I find it unlikely that the population mean pulse rate for all NSCC students is exactly equal to the sample mean found.
If we assume the mean pulse rate for all NSCC students is \(\sigma = 14\), construct a 95% confidence
interval for the mean pulse rate of all NSCC students and conclude in a
complete sentence below.
(Note: we can create a valid confidence interval here since n >
30)
# Store mean
mean <- mean(nscc$PulseRate, na.rm = TRUE)
# Calculate lower bound of 95% CI, we will use the form \mu + or - 1.96*(sd/sqrt(n)) for both lower and upper bound.
mean - 1.96*(14/sqrt(38))
## [1] 69.02233
# Calculate upper bound of 95% CI
mean + 1.96*(14/sqrt(38))
## [1] 77.92504
I am 95% confident that… the mean pulse rate for all NSCC students is between 69.02 < x < 77.93
Construct a 99% confidence interval for the mean pulse rate of all NSCC students and conclude your result in a complete sentence below the R chunk.
# Calculate lower bound of 99% CI
mean - 2.56*(14/sqrt(38))
## [1] 67.65967
# Calculate upper bound of 99% CI
mean + 2.56*(14/sqrt(38))
## [1] 79.2877
I am 99% confident that… the mean pulse rate of all NSCC students is between 67.66 and 79.29.
Describe and explain the difference you observe in your confidence interval results for questions 5 and 6.
The difference between the range that the 95% and 99% confidence intervals have outputted is that the 99% confidence interval increases the width of the range that the mean might fall between. It accounts for more standard errors.

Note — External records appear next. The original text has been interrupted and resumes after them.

PR #5067, opened 2023-08-22
Qt basic UI

vsverchinsky:
Depends on:
 - #5046 

Recommended:

### DIFF
--- a/src/qt/ExtraMenu.cpp
+++ b/src/qt/ExtraMenu.cpp
@@ -1,0 +1,50 @@
+#include "ExtraMenu.h"
+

In the Fall 2019 semester of the 2019-20 academic year, the average NSCC student took 12.3 credits with \(\sigma = 3.4\). I’m curious if that average differs among NSCC students last year (a sample of which is in the NSCC student dataset). Conduct a hypothesis test by a confidence interval to determine if the average credits differs last year from Fall 2019.
\(H_0: \mu = 12.3\) \(H_A: \mu ≠ 12.3\)
# Calculate mean of Credits variable
mean(nscc$Credits)
## [1] 11.775
# Calculate sample size of Credits variable
sum(!is.na(nscc$Credits))
## [1] 40
# Lower bound of 95% CI
11.775 - 1.96*(3.4/sqrt(40))
## [1] 10.72133
# Upper bound of 95% CI
11.775 + 1.96*(3.4/sqrt(40))
## [1] 12.82867
Based on the confidence interval of 10.72 < x < 12.83, we fail to reject the null hypothesis.

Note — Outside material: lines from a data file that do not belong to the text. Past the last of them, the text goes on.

PR #5069, opened 2023-08-22
5065 wavetrack internal channel iteration rewrites

### LINKED ISSUE #5065: Easy WaveTrack-internal channel iteration rewrites (checklist)
Do easier eliminations of `TrackList::Channels` in `WaveTrack.cpp`.

In each of these functions, change the iteration so that the outer loop is over the `WaveTrack`'s Intervals, and the inner loop is inside a new member function of `Interval`, using `ForEachClip`.

Later reimplementation of those functions will be done when `WaveTrack::Interval` and `WaveClip` are ready to merge into one class.

Note too the files `WaveClipUtilities.*` introduced in #5138.  Some of the `WaveTrack` functions rewritten for this issue might become non-member functions added to those files if they are completely implementable in terms of the public interface of `WaveTrack` and `WaveTrack::Interval` and so the big file `WaveTrack.cpp` might be shrunk to only the more essential functions.

- [x] #5691
  - [x] MoveTo
  - [x] GetSequenceSamplesCount
  - [x] CountBlocks
  - [x] ConvertToSampleFormat
  - [x] Silence
  - [x] Flush (no outer loop, it applies only to one Interval)
  - [x] CloseLock
  - [x] WidestEffectiveFormat
  - [x] RemoveCutLine
  - [x] Resample
- [x] #5708
  - [x] HasHiddenData
  - [x] DiscardTrimmed
  - [x] VisitBlocks
  - [x] smartClipsExtension
  - [x] stretchedClipsExtension
- [x] #5764
  - [x] Trim
  - [x] InsertSilence
  - [x] Split

saintmatthieu:
Resolves: #5065 

Rewrite loops over channels without deprecated `TrackList::Channels`. (This may be part one of more PRs doing the same thing.)

Recommended:

QA:
- [ ] Playback of mono and stereo tracks


saintmatthieu:
@Paul-Licameli I'd like you to take a quick but early look at this PR. Commits are accumulating, and to my sense it's useful insofar as it will speed up the clean-up after we introduce wide clips, but I'd like confirmation that I'm going in the right direction. Thank you.

Paul-Licameli:
Here's my quick review of just the first three commits of this draft.

I'm not sure the first two commits are useful, or others I haven't read yet, using `EasyToRemoveCallToTrackListChannels`.

I do like the third commit, "WaveTrack::Silence rewrite".
- It eliminates one `TrackList::Channels`
- You discovered a needed extension of the `WaveTrack::Interval` interface
- A doubly nested loop in `WaveTrack::Silence` became single instead
- `WaveTrack::Interval::SetSilence` effectively hides the inner loop (unrolled)
- Looping changed from channel-major to interval-major

I don't yet see additions to `WaveChannelInterval` but maybe you will discover useful things there too, which I would like to see.

Take some time to permute the commit sequence to put the things I like first.

saintmatthieu:
I've reached a milestone in the PR: all commits up to now address uses of `TrackList::Channels` that will be trivial to remove. I don't require careful review of these commits: they just add comments explaining why they'll be trivial to remove. I don't intend to merge these changes, enough will be to know with confidence that removing all those `TrackList::Channels` calls will be easy.

Note that these trivial usages include the commits such as https://github.com/audacity/audacity/pull/5069/commits/e81291693b436054abe2e560f58c03cf37012a2d ("WaveTrack::Silence rewrite") : although these have changes (with e.g. methods added to `WaveTrack::Interval`), I learned during the process that these usages of `TrackList::Channels` were just as easy to remove from those methods as in others, i.e., roughly speaking by removing the outer loop over channels.

There remain two instance that seem to require non-trivial work: `WaveTrack::Get` and `WaveTrack::GetSampleView`. They should be addressed in upcoming commits.

Paul-Licameli:
Hey, why not cherry-pick the commit that removes `WaveTrack::GetSampleView` onto #5041, which will need some more work anyway before merge?

saintmatthieu:
That's it. The remaining used `TrackList::Channels` in `WaveTrack::Get` could be eliminated by making `Get` become a member of `WaveChannel`. Since `WaveTrack` is destined not to be a `WaveChannel` anymore, this move makes semantical sense.

Talking about semantics: this could be an argument to move some of the `WaveTrack` implementations to `WaveChannel`, such as `::Resample`. This still isn't a strong one, though, since we could just as well keep the implementation in `WaveTrack`, removing the `TrackList::Channels` iteration when tracks really are wide.

saintmatthieu:
> Hey, why not cherry-pick the commit that removes `WaveTrack::GetSampleView` onto #5041, which will need some more work anyway before merge?

Absolutely.

Paul-Licameli:
> I've reached a milestone in the PR: all commits up to now address uses of `TrackList::Channels` that will be trivial to remove. I don't require careful review of these commits: they just add comments explaining why they'll be trivial to remove. I don't intend to merge these changes, enough will be to know with confidence that removing all those `TrackList::Channels` calls will be easy.
> 
> Note that these trivial usages include the commits such as [e812916](https://github.com/audacity/audacity/commit/e81291693b436054abe2e560f58c03cf37012a2d) ("WaveTrack::Silence rewrite") : although these have changes (with e.g. methods added to `WaveTrack::Interval`), I learned during the process that these usages of `TrackList::Channels` were just as easy to remove from those methods as in others, i.e., roughly speaking by removing the outer loop over channels.
> 
> There remain two instance that seem to require non-trivial work: `WaveTrack::Get` and `WaveTrack::GetSampleView`. They should be addressed in upcoming commits.

I disagree with these opinions.

First, `GetSampleView` will just go away, as we now know, and the rewrite of `WaveTrack::Get` won't be merged, because it only duplicates something similar waiting for review in #5031.

Many of the commits are useless because they only "eliminate" `TrackList::Channels` by hiding it in a thin wrapper function.  You call these iterations "trivial to remove".  Hardly!  They are the ones that are difficult to remove, and not ready to remove now, because they are the ones that presuppose a lot of difficult data restructuring that still is in the future; and so all that was easily done now is a renaming of the function.

But the result of the branch is not useless!

The commits that lower one loop into another -- changing channel-major to interval-major iterations -- ARE the useful ones.  They are doing some useful, non-trivial code transformations that we should commit.  `WaveTrack::Silence` is one of about ten of them.

New things that need to be in the WaveTrack::Interval API were discovered.  That is not wasted work.

Also identifying a few remaining pieces of duplicate data in `WaveTrack` pairs -- color, format, origin -- which need accessors like `Track::GetProjectTempo` was no wasted work.  This could add a few more to that set of ten.

The insides of those new WaveTrack::Interval functions may be rewritten later.  I do not accept that as a reason not to define first versions of those functions now.  Incremental progress by an "outside-inward" discovery of better APIs, followed later by reimplementation of the better encapsulated details, has been my strategy for this big restructuring and I mean to continue that way.

saintmatthieu:
I still don't agree, which probably means that I'm missing something. Let's take the concrete example of `WaveTrack::Silence`.

Current code:
```cpp
   for (const auto pChannel : TrackList::Channels(this)) {
      for (const auto &clip : pChannel->mClips) {
         auto clipStart = clip->GetPlayStartSample();
         auto clipEnd = clip->GetPlayEndSample();
         if (clipEnd > start && clipStart < end) {
            auto offset = std::max(start - clipStart, sampleCount(0));
            // Clip sample region and Get/Put sample region overlap
            auto length = std::min(end, clipEnd) - (clipStart + offset);
            clip->SetSilence(offset, length);
         }
      }
   }
```
At some stage of this refactoring, there will be a PR that creates really stereo `WaveTrack`s. That PR could also make `TrackList::Channels` return a range of size 1 only. Then this code, as well as the other places I've visited in this PR, would still work, since you already made sure that `mClips` are stereo-capable.

Then, in a follow-up PR, the code above would be simplified to
```cpp
   for (const auto &clip : mClips) {
      auto clipStart = clip->GetPlayStartSample();
      auto clipEnd = clip->GetPlayEndSample();
      if (clipEnd > start && clipStart < end) {
         auto offset = std::max(start - clipStart, sampleCount(0));
         // Clip sample region and Get/Put sample region overlap
         auto length = std::min(end, clipEnd) - (clipStart + offset);
         clip->SetSilence(offset, length);
      }
   }
```
and `TrackList::Channels` would be gone.

What am I missing ?

Paul-Licameli:
See #5311 for the definition of `ForEachClip`

saintmatthieu:
#5311 doesn't match an existing PR.

saintmatthieu:
You meant #5133.

So you're suggesting
```
   for (const auto interval : Intervals()) {
      interval->ForEachClip([&](auto& clip) {
      auto clipStart = clip->GetPlayStartSample();
      auto clipEnd = clip->GetPlayEndSample();
      if (clipEnd > start && clipStart < end) {
         auto offset = std::max(start - clipStart, sampleCount(0));
         // Clip sample region and Get/Put sample region overlap
         auto length = std::min(end, clipEnd) - (clipStart + offset);
         clip->SetSilence(offset, length);
      }}
   }
```
Ok, it would be a slicker intermediate step than writing new APIs to `WaveTrack::Interval`. But at some stage you'll want to get rid of `WaveTrack::Interval::ForEachClip` too, right? So what advantage does this intermediary step have?

Paul-Licameli:
> You meant #5133.
> 
> So you're suggesting
> 
> ```
>    for (const auto interval : Intervals()) {
>       interval->ForEachClip([&](auto& clip) {
>       auto clipStart = clip->GetPlayStartSample();
>       auto clipEnd = clip->GetPlayEndSample();
>       if (clipEnd > start && clipStart < end) {
>          auto offset = std::max(start - clipStart, sampleCount(0));
>          // Clip sample region and Get/Put sample region overlap
>          auto length = std::min(end, clipEnd) - (clipStart + offset);
>          clip->SetSilence(offset, length);
>       }}
>    }
> ```
> 
> Ok, it would be a slicker intermediate step than writing new APIs to `WaveTrack::Interval`. But at some stage you'll want to get rid of `WaveTrack::Interval::ForEachClip` too, right? So what advantage does this intermediary step have?

I have suggested that `WaveTrack::Interval` and `WideClip` and `WaveClip` are three interfaces that need to be unified into one.

I think we are not ready yet to unify them.

But I think that rewriting some of these `WaveTrack` member functions now, in terms of an appropriately expanded `Interval` interface, is a small step jog progress.  We do it now, and then we won’t need to rewrite those `WaveTrack` members again.  We progress outside inward, discovering the interfaces we need, and later redoing the implementation details.

Paul-Licameli:
So please, do that work now, and it is so much less work to do later.

saintmatthieu:
I overviewed the fact that `ForEachClip` is private.
Hence a solution would be
```
void WaveTrack::Interval::SetSilence(sampleCount start, sampleCount end)
{
   ForEachClip([&](auto& clip) {
      const auto clipStart = clip.GetPlayStartSample();
      const auto clipEnd = clip.GetPlayEndSample();
      if (clipEnd > start && clipStart < end)
      {
         auto offset = std::max(start - clipStart, sampleCount(0));
         // Clip sample region and Get/Put sample region overlap
         auto length = std::min(end, clipEnd) - (clipStart + offset);
         clip.SetSilence(offset, length);
      }
   });
}
```
which, indeed, would give the `WaveTrack` code its final, post-refactoring look:
```
void WaveTrack::Silence(double t0, double t1)
{
   assert(IsLeader());
   if (t1 < t0)
      THROW_INCONSISTENCY_EXCEPTION;

   auto start = TimeToLongSamples(t0);
   auto end = TimeToLongSamples(t1);

   for (const auto interval : Intervals())
      interval->SetSilence(start, end);
}
```

But taking this step now involves taking another step later to remove the `ForEachClip`. I still see the suggestion I made [here](https://github.com/audacity/audacity/pull/5069#issuecomment-1708078967) as the most direct path. I haven't heard from you so far why it wasn't valid.

Paul-Licameli:
> I overviewed the fact that `ForEachClip` is private. Hence a solution would be
> 
> ```
> void WaveTrack::Interval::SetSilence(sampleCount start, sampleCount end)
> {
>    ForEachClip([&](auto& clip) {
>       const auto clipStart = clip.GetPlayStartSample();
>       const auto clipEnd = clip.GetPlayEndSample();
>       if (clipEnd > start && clipStart < end)
>       {
>          auto offset = std::max(start - clipStart, sampleCount(0));
>          // Clip sample region and Get/Put sample region overlap
>          auto length = std::min(end, clipEnd) - (clipStart + offset);
>          clip.SetSilence(offset, length);
>       }
>    });
> }
> ```
> 
> which, indeed, would give the `WaveTrack` code its final, post-refactoring look:
> 
> ```
> void WaveTrack::Silence(double t0, double t1)
> {
>    assert(IsLeader());
>    if (t1 < t0)
>       THROW_INCONSISTENCY_EXCEPTION;
> 
>    auto start = TimeToLongSamples(t0);
>    auto end = TimeToLongSamples(t1);
> 
>    for (const auto interval : Intervals())
>       interval->SetSilence(start, end);
> }
> ```
> 
> But taking this step now involves taking another step later to remove the `ForEachClip`. I still see the suggestion I made [here](https://github.com/audacity/audacity/pull/5069#issuecomment-1708078967) as the most direct path. I haven't heard from you so far why it wasn't valid.

I want to eliminate as many `TrackList::Channels` calls as possible now.  Please proceed as I have asked.

Once again.  Just do this boring bit of work now.

The reward is, we get the rewrites of many `WaveTrack` member functions DONE.  And we identify extensions necessary in `WaveTrack::Interval`.  Discovery of the right interfaces, proceeding top down this way, is the progress I want.

Yes, later there will be reimplementation of the lower level of detail of `Interval` and maybe merging with `WaveClip`.  The time for this is not now.  The time to do it is after we have identified the complete, sufficient interface it needs and have rewritten all the loops we can as interval-major.  The work, when the time comes, may be repetitious will mostly not be difficult.

saintmatthieu:
> The time to do it is after we have identified the complete, sufficient interface it needs and have rewritten all the loops we can as interval-major.

While I still don't see this step as a blocker to getting joint-stereo, I can conceive that interval-specific implementation is better located in `WaveTrack::Interval`. I'll leave aside my skepticism and will resume this work.

Paul-Licameli:
Writing my own instead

There is not sufficient evidence to conclude that the mean credits of 2018 NSCC students is any different than the mean credits of 2019 NSCC students.
NSCC is investigating whether NSCC students have a higher than average stress level which can be identified by a higher than average standing pulse rate. Conduct a hypothesis test by the p-value method to determine if NSCC students have a higher pulse rate than the national average of 72 bpm for adults. Recall the assumption that \(\sigma = 14\) for NSCC student pulse rates.
\(H_0: \mu = 72\) \(H_A: \mu > 72\)
# Calculate mean of PulseRate variable, we also store the mean as an object for ease of use in calculating pnorm...
mean_pr <- mean(nscc$PulseRate, na.rm = TRUE)
# Probability of getting that sample data by random chance if pop mean was indeed 72bpm
#We will use sum(!is(na)) to ensure that the n variable is accurate (sample size)
sum(!is.na(nscc$PulseRate))
## [1] 38
#To find probability if pop mean was indeed 72 bpm.
pnorm(q = 72, mean = mean_pr, sd = 14/sqrt(38))
## [1] 0.2582061
Based on the the p value of .2582 > .05, we fail to reject the null hypothesis.
There is not sufficient evidence to support the claim that there is an alternative hypothesis.